Question

Consider the function \[f\left( x \right)={{\left( \dfrac{ax+1}{bx+2} \right)}^{x}}\] where \[a,b> 0\] then \[\displaystyle \lim_{x \to \infty }f\left( x \right)\]\[\_\_\_\_\_\_\]
This question has multiple correct options.
A. exists for all values of \[a\] and \[b\]
B. is zero for \[a< b\]
C. is non-existent for \[a> b\]
D. is \[{{e}^{\left( \dfrac{-1}{a} \right)}}\] or \[{{e}^{\left( \dfrac{-1}{b} \right)}}\] if \[a=b\]

Answer 1

Hint: In order to solve the given problem, we will be checking out for each and every option given by applying the limits to the given function \[f\left( x \right)={{\left( \dfrac{ax+1}{bx+2} \right)}^{x}}\] and computing it. After obtaining the answer, we will be checking if the given statement holds for the given option.
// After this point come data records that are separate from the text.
PR #605, opened 2024-06-23
Ppass cwd to linter command

thunderer199:
Node.js linters (eslint, stylelint, etc) run binary from relative `node_modules` that depend on the working directory. But not always working directory has `node_modules`, in the case of monorepo it can be some sub-folder.

The lint run command already has `cwd` option, but doesn't pass it to `cmd` command.
The fix is passing opts to linter `cmd` to properly calculate the path to `node_modules` if it's not in working directory.

### DIFF
--- a/lua/lint.lua
+++ b/lua/lint.lua
@@ -264,9 +264,9 @@ function M.try_lint(names, opts)
   running_procs_by_buf[bufnr] = running_procs
 end
 
-local function eval_fn_or_id(x)
+local function eval_fn_or_id(x, opts)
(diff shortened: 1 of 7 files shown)


fredrikaverpil:
Hey @thunderer199 FYI, please note I opened another PR which touches `cwd` in #673

mfussenegger:
@thunderer199 thanks for the PR - could you try https://github.com/mfussenegger/nvim-lint/pull/735 instead?

I'd like to avoid that all linter implementations have to deal with the `cwd` option.

PR #616, opened 2024-07-08
feat(lint): use function as args

xudyang1:
Currently, `require('lint').linters.LINTER_NAME.args` only supports `(string|fun():string)[]` type. Although it supports entries of `fun():string` type, inserting multiple options in the table is still cumbersome.

Changing the args to `fun(bufnr: integer): string[]` provides more fine-grained control. However, this introduces a breaking change to current config.

This pr sets old args type as `lint.Args` or `(string|fun():string)[]`, and uses `lint.Args | fun(bufnr:integer): lint.Args` as the new type. This enables use of a function as args without breaking changes.

This pr makes the following changes to linters possible:

```lua
---Find pattern path from buf dir to $HOME
---@param pattern string file or directory name pattern
---@return string | nil full path of the pattern if found, nil otherwise
local function find_path(pattern)
  return vim.fs.find(pattern, {
    upward = true,
    -- stops at $HOME/.., so search includes $HOME
    stop = vim.fn.expand("~/.."),
    path = vim.fs.dirname(vim.api.nvim_buf_get_name(0)),
  })[1]
end

local lint = require('lint')
lint.linters.selene.args = function()
  local selene_config_option = "--config"
  local selene_toml = find_path("selene.toml")
  if selene_toml then
    return { "--display-style", "json", selene_config_option, selene_toml, "-" }
  else
    return { "--display-style", "json", "-" }
  end
end

lint.linters.luacheck.args = function()
  local luacheckrc_config_option = "--config"
  local luacheckrc = find_path(".luacheckrc")
  if luacheckrc then
    return { "--formatter", "plain", "--codes", "--ranges", luacheckrc_config_option, luacheckrc, "-" }
  else
    return { "--formatter", "plain", "--codes", "--ranges", "-" }
  end
end
```

### DIFF
--- a/lua/lint.lua
+++ b/lua/lint.lua
@@ -8,11 +8,12 @@ local M = {}
 ---@field on_chunk fun(chunk: string)
 ---@field on_done fun(publish: fun(diagnostics: vim.Diagnostic[]), bufnr: number, linter_cwd: string)
 
+---@alias lint.Args (string|fun():string)[]
 
 ---@class lint.Linter
 ---@field name string
 ---@field cmd string
----@field args? (string|fun():string)[] command arguments
+---@field args? lint.Args | fun(bufnr: integer): lint.Args command arguments
 ---@field stdin? boolean send content via stdin. Defaults to false
 ---@field append_fname? boolean add current file name to the commands arguments
 ---@field stream? "stdout"|"stderr"|"both" result stream. Defaults to stdout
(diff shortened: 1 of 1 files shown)


mfussenegger:
Any reason returning the whole linter as a function is not sufficient? See the `compiler` linter for an example

xudyang1:
That works, but I have to make a deepcopy of the original linter.

```lua
local old_selene = vim.deepcopy(lint.linters.selene)
lint.linters.selene = function()
  local selene_config_option = "--config"
  local selene_toml = find_path("selene.toml")
  if selene_toml then
    return vim.tbl_extend(
      "force",
      old_selene,
      { args = { "--display-style", "json", selene_config_option, selene_toml, "-" } }
    )
  else
    return old_selene
  end
end
```

xudyang1:
> Any reason returning the whole linter as a function is not sufficient? See the `compiler` linter for an example

That works, but I have to make a deepcopy of the original linter.

```lua
local old_selene = vim.deepcopy(lint.linters.selene)
lint.linters.selene = function()
  local selene_config_option = "--config"
  local selene_toml = find_path("selene.toml")
  if selene_toml then
    return vim.tbl_extend(
      "force",
      old_selene,
      { args = { "--display-style", "json", selene_config_option, selene_toml, "-" } }
    )
  else
    return old_selene
  end
end
```

xudyang1:
Setting `cwd` in `lint.linters.selene` also achieves the same goal. However, `cwd` only supports `string` type, and thus we have to maintain a deepcopy too.

```lua
local old_selene = vim.deepcopy(lint.linters.selene)
lint.linters.selene = function()
  local cwd = vim.fs.root(0, { ".git", "selene.toml" })
  old_selene.cwd = cwd
  return old_selene
end
```

If `cwd` supports `fun(): string`, then we don't have to maintain the copies in our configuration, and can simply updates the `cwd` by:

```lua
lint.SOME_LINTER.cwd = function() return vim.fs.root(0, SOME_LINTRC_FILE) end
```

Complete step-by-step solution:
Now let us have a brief about functions and limits. Generally, the limit of a function is nothing but it is the value that approaches as the input approaches some value. When the function tends to infinity, the function does not have any kind of limit as the function does not get closer to any real number as the value of \[x\] keeps getting larger.
Now let us solve our given function \[f\left( x \right)={{\left( \dfrac{ax+1}{bx+2} \right)}^{x}}\].
Considering the first option, i.e. A. exists for all values of \[a\] and \[b\]
As the limit tends to infinity, we can say that it does not exist for all the values of \[a\] and \[b\]
Hence, option A isn't the correct option.
Considering the second option, i.e. is zero for \[a< b\]
When \[a< b\],
\[\begin{align}
  & \Rightarrow \displaystyle \lim_{x \to \infty }f\left( x \right)=\displaystyle \lim_{x \to \infty }{{\left( \dfrac{ax+1}{bx+2} \right)}^{x}} \\
 & \Rightarrow \displaystyle \lim_{x \to \infty }{{\left( \dfrac{a+\dfrac{1}{x}}{b+\dfrac{1}{x}} \right)}^{x}}=\displaystyle \lim_{x \to \infty }{{\left( \dfrac{a}{b} \right)}^{x}}=0 \\
\end{align}\]
\[\therefore \] Option B is correct.
Considering the third option, i.e. is non-existent for \[a> b\]
When \[a> b\],
\[\begin{align}
  & \Rightarrow \displaystyle \lim_{x \to \infty }f\left( x \right)=\displaystyle \lim_{x \to \infty }{{\left( \dfrac{ax+1}{bx+2} \right)}^{x}} \\
 & \Rightarrow \displaystyle \lim_{x \to \infty }{{\left( \dfrac{ax+\dfrac{1}{x}}{bx+\dfrac{1}{x}} \right)}^{x}}=\displaystyle \lim_{x \to \infty }{{\left( \dfrac{a}{b} \right)}^{x}}=\infty \\
\end{align}\]
Hence option C is correct.
Now, let us consider the fourth option, i.e. is \[{{e}^{\left( \dfrac{-1}{a} \right)}}\] or \[{{e}^{\left( \dfrac{-1}{b} \right)}}\] if \[a=b\]
When \[a=b\], it is of the form \[{{1}^{\infty }}\]
The general form to compute this limit is, \[\displaystyle \lim_{x \to \infty }f{{\left( x \right)}^{g\left( x \right)}}={{e}^{\displaystyle \lim_{x \to \infty }\left[ \left( f\left( x \right)-1 \right)g\left( x \right) \right]}}\]
Now let us compute our function-
$ \Rightarrow \displaystyle \lim_{x \to \infty }f\left( x \right)=\displaystyle \lim_{x \to \infty }{{\left( \dfrac{ax+1}{bx+2} \right)}^{x}} $
$\Rightarrow {{e}^{\displaystyle \lim_{x \to \infty }\left( \dfrac{ax+1}{bx+2} \right)x}}={{e}^{\displaystyle \lim_{x \to \infty }\left( \dfrac{-x}{ax+2} \right)={{e}^{\left( \dfrac{-1}{a}\right)}}}} $
Hence, option D also satisfies.
\[\therefore \] The options that satisfy the given function with given limit conditions are B,C,D.

Note: We must always have a note that if the limit is zero, then the function would be undefined. We also observe that we will be obtaining a variety of answers. In order to know the correct one, we must use the L-Hospital’s rule to compute them.